| Task instructions |
All of the data is to be copied without a single change.

──────────

Issue #318, opened 2016-12-12
Disable prefetchEnabled by default on IGListCollectionView


rnystrom:
Our experiments find that disabling this feature that IGListKit does not uses yields ~5% increase to scroll performance. `-[UICollectionView prefetchEnabled]` defaults to `YES` with the iOS 10 SDK.

svenbacia:
I started working on this [here](https://github.com/svenbacia/IGListKit/commit/54ae08cb005365bdf1cdbfd6f79fab759095911c). Currently the default value is only applied for collectionViews which are created from the `initWithFrame:collectionViewLayout:` initializer. Should the default value also be applied for collectionViews created from Storyboard for example by overriding `initWithCoder:`?

rnystrom:
@svenbacia yes definitely! We should make sure _every_ `IGListCollectionView` has the same behavior.

rnystrom:
nit on the branch before its PR'd:

Instead of checking OS version we can just check `[self respondsToSelector:@selector(setPrefetchingEnabled:)]`.

jessesquires:
Fixed in #323

PR #323, opened 2016-12-12
disables prefetchEnabled by default

svenbacia:
Disables `prefetchEnabled` by default on `IGListCollectionView` (#318).

## Pull request checklist

### DIFF
--- a/Source/IGListCollectionView.m
+++ b/Source/IGListCollectionView.m
@@ -19,7 +19,20 @@
             self.backgroundColor = [UIColor whiteColor];
         }
         
+        if ([self respondsToSelector:@selector(setPrefetchingEnabled:)]) {
+            self.prefetchingEnabled = NO;
+        }
+        
         self.alwaysBounceVertical = YES;
+    }
+    return self;
+}
+
+- (instancetype)initWithCoder:(NSCoder *)aDecoder {
+    if (self = [super initWithCoder:aDecoder]) {
+        if ([self respondsToSelector:@selector(setPrefetchingEnabled:)]) {
+            self.prefetchingEnabled = NO;
+        }
     }
     return self;
 }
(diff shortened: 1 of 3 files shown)


Source/IGListCollectionView.m
```diff
@@ -19,11 +19,25 @@ - (instancetype)initWithFrame:(CGRect)frame collectionViewLayout:(UICollectionVi
...
     }
     return self;
 }
 
+- (instancetype)initWithCoder:(NSCoder *)aDecoder {
+    if (self = [super initWithCoder:aDecoder]) {
+        [self updateIGListCollectionViewDefaultValues];
+    }
+    return self;
+}
```
jessesquires: ha 😅  we removed `initWithCoder:` previously so that we don't override storyboard settings.

let's remove, but let's keep your tests (asserts will need to be flipped)

Source/IGListCollectionView.m
```diff
@@ -19,11 +19,25 @@ - (instancetype)initWithFrame:(CGRect)frame collectionViewLayout:(UICollectionVi
...
+
+- (void)updateIGListCollectionViewDefaultValues {
```
jessesquires: let's rename: `updateWithDefaultValues`

jessesquires:
Ha, sorry. Just saw @rnystrom 's comments in #318.

jessesquires:
Actually, it feels bad to override storyboard settings. We probably shouldn't... 

Maybe we only do it for the prefetch property?

cc @rnystrom

jessesquires:
1 more thing - @svenbacia, can you also update the CHANGELOG ? 😄

rnystrom:
@svenbacia +1 _only_ changing the `prefetchingEnabled` value in init. Let's leave the rest of the settings alone. 

I took a look and storyboards do have this as an option. However I think it's still worth disabling since you can't actually use the feature.

@jessesquires maybe we should override:

```objc
-(id<UICollectionViewDataSourcePrefetching>)prefetchDataSource {
  return nil;
}
```

Maybe assert that it isn't used? Or maybe we add compiler warnings like we do with [other illegal methods](https://github.com/Instagram/IGListKit/blob/master/Source/IGListCollectionView.h#L31)?

rnystrom:
Awesome! @svenbacia just need to rebase then we can land.

PR #427, opened 2026-05-03
fix: gate service mode behind internal subcommand

tetra-fox:
`Execute()` routes every invocation through `kardianos/service`. Its `Getppid() != 1` check misfires in nested PID namespaces (nix sandboxes, `unshare --pid`, CI), hanging `surge completion zsh`, `--version`, etc. forever. #424 patched this for Android. This removes the underlying check for every platform.

The installer now points the unit's `ExecStart` at a hidden `service __run` subcommand whose only job is to call `RunService()`. Every other invocation runs cobra directly and exits when done.

### Reproduction

```sh
unshare -r --pid --fork --mount-proc sh -c "surge --version >/dev/null"
# main: hangs indefinitely
# fix: exits cleanly
```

──────────

| Problem solution |
Issue #318, opened 2016-12-12
Disable prefetchEnabled by default on IGListCollectionView


rnystrom:
Our experiments find that disabling this feature that IGListKit does not uses yields ~5% increase to scroll performance. `-[UICollectionView prefetchEnabled]` defaults to `YES` with the iOS 10 SDK.

svenbacia:
I started working on this [here](https://github.com/svenbacia/IGListKit/commit/54ae08cb005365bdf1cdbfd6f79fab759095911c). Currently the default value is only applied for collectionViews which are created from the `initWithFrame:collectionViewLayout:` initializer. Should the default value also be applied for collectionViews created from Storyboard for example by overriding `initWithCoder:`?

rnystrom:
@svenbacia yes definitely! We should make sure _every_ `IGListCollectionView` has the same behavior.

rnystrom:
nit on the branch before its PR'd:

Instead of checking OS version we can just check `[self respondsToSelector:@selector(setPrefetchingEnabled:)]`.

jessesquires:
Fixed in #323

PR #323, opened 2016-12-12
disables prefetchEnabled by default

svenbacia:
Disables `prefetchEnabled` by default on `IGListCollectionView` (#318).

## Pull request checklist

### DIFF
--- a/Source/IGListCollectionView.m
+++ b/Source/IGListCollectionView.m
@@ -19,7 +19,20 @@
             self.backgroundColor = [UIColor whiteColor];
         }
         
+        if ([self respondsToSelector:@selector(setPrefetchingEnabled:)]) {
+            self.prefetchingEnabled = NO;
+        }
+        
         self.alwaysBounceVertical = YES;
+    }
+    return self;
+}
+
+- (instancetype)initWithCoder:(NSCoder *)aDecoder {
+    if (self = [super initWithCoder:aDecoder]) {
+        if ([self respondsToSelector:@selector(setPrefetchingEnabled:)]) {
+            self.prefetchingEnabled = NO;
+        }
     }
     return self;
 }
(diff shortened: 1 of 3 files shown)


Source/IGListCollectionView.m
```diff
@@ -19,11 +19,25 @@ - (instancetype)initWithFrame:(CGRect)frame collectionViewLayout:(UICollectionVi
...
     }
     return self;
 }
 
+- (instancetype)initWithCoder:(NSCoder *)aDecoder {
+    if (self = [super initWithCoder:aDecoder]) {
+        [self updateIGListCollectionViewDefaultValues];
+    }
+    return self;
+}
```
jessesquires: ha 😅  we removed `initWithCoder:` previously so that we don't override storyboard settings.

let's remove, but let's keep your tests (asserts will need to be flipped)

Source/IGListCollectionView.m
```diff
@@ -19,11 +19,25 @@ - (instancetype)initWithFrame:(CGRect)frame collectionViewLayout:(UICollectionVi
...
+
+- (void)updateIGListCollectionViewDefaultValues {
```
jessesquires: let's rename: `updateWithDefaultValues`

jessesquires:
Ha, sorry. Just saw @rnystrom 's comments in #318.

jessesquires:
Actually, it feels bad to override storyboard settings. We probably shouldn't... 

Maybe we only do it for the prefetch property?

cc @rnystrom

jessesquires:
1 more thing - @svenbacia, can you also update the CHANGELOG ? 😄

rnystrom:
@svenbacia +1 _only_ changing the `prefetchingEnabled` value in init. Let's leave the rest of the settings alone. 

I took a look and storyboards do have this as an option. However I think it's still worth disabling since you can't actually use the feature.

@jessesquires maybe we should override:

```objc
-(id<UICollectionViewDataSourcePrefetching>)prefetchDataSource {
  return nil;
}
```

Maybe assert that it isn't used? Or maybe we add compiler warnings like we do with [other illegal methods](https://github.com/Instagram/IGListKit/blob/master/Source/IGListCollectionView.h#L31)?

rnystrom:
Awesome! @svenbacia just need to rebase then we can land.

PR #427, opened 2026-05-03
fix: gate service mode behind internal subcommand

tetra-fox:
`Execute()` routes every invocation through `kardianos/service`. Its `Getppid() != 1` check misfires in nested PID namespaces (nix sandboxes, `unshare --pid`, CI), hanging `surge completion zsh`, `--version`, etc. forever. #424 patched this for Android. This removes the underlying check for every platform.

The installer now points the unit's `ExecStart` at a hidden `service __run` subcommand whose only job is to call `RunService()`. Every other invocation runs cobra directly and exits when done.

### Reproduction

```sh
unshare -r --pid --fork --mount-proc sh -c "surge --version >/dev/null"
# main: hangs indefinitely
# fix: exits cleanly
```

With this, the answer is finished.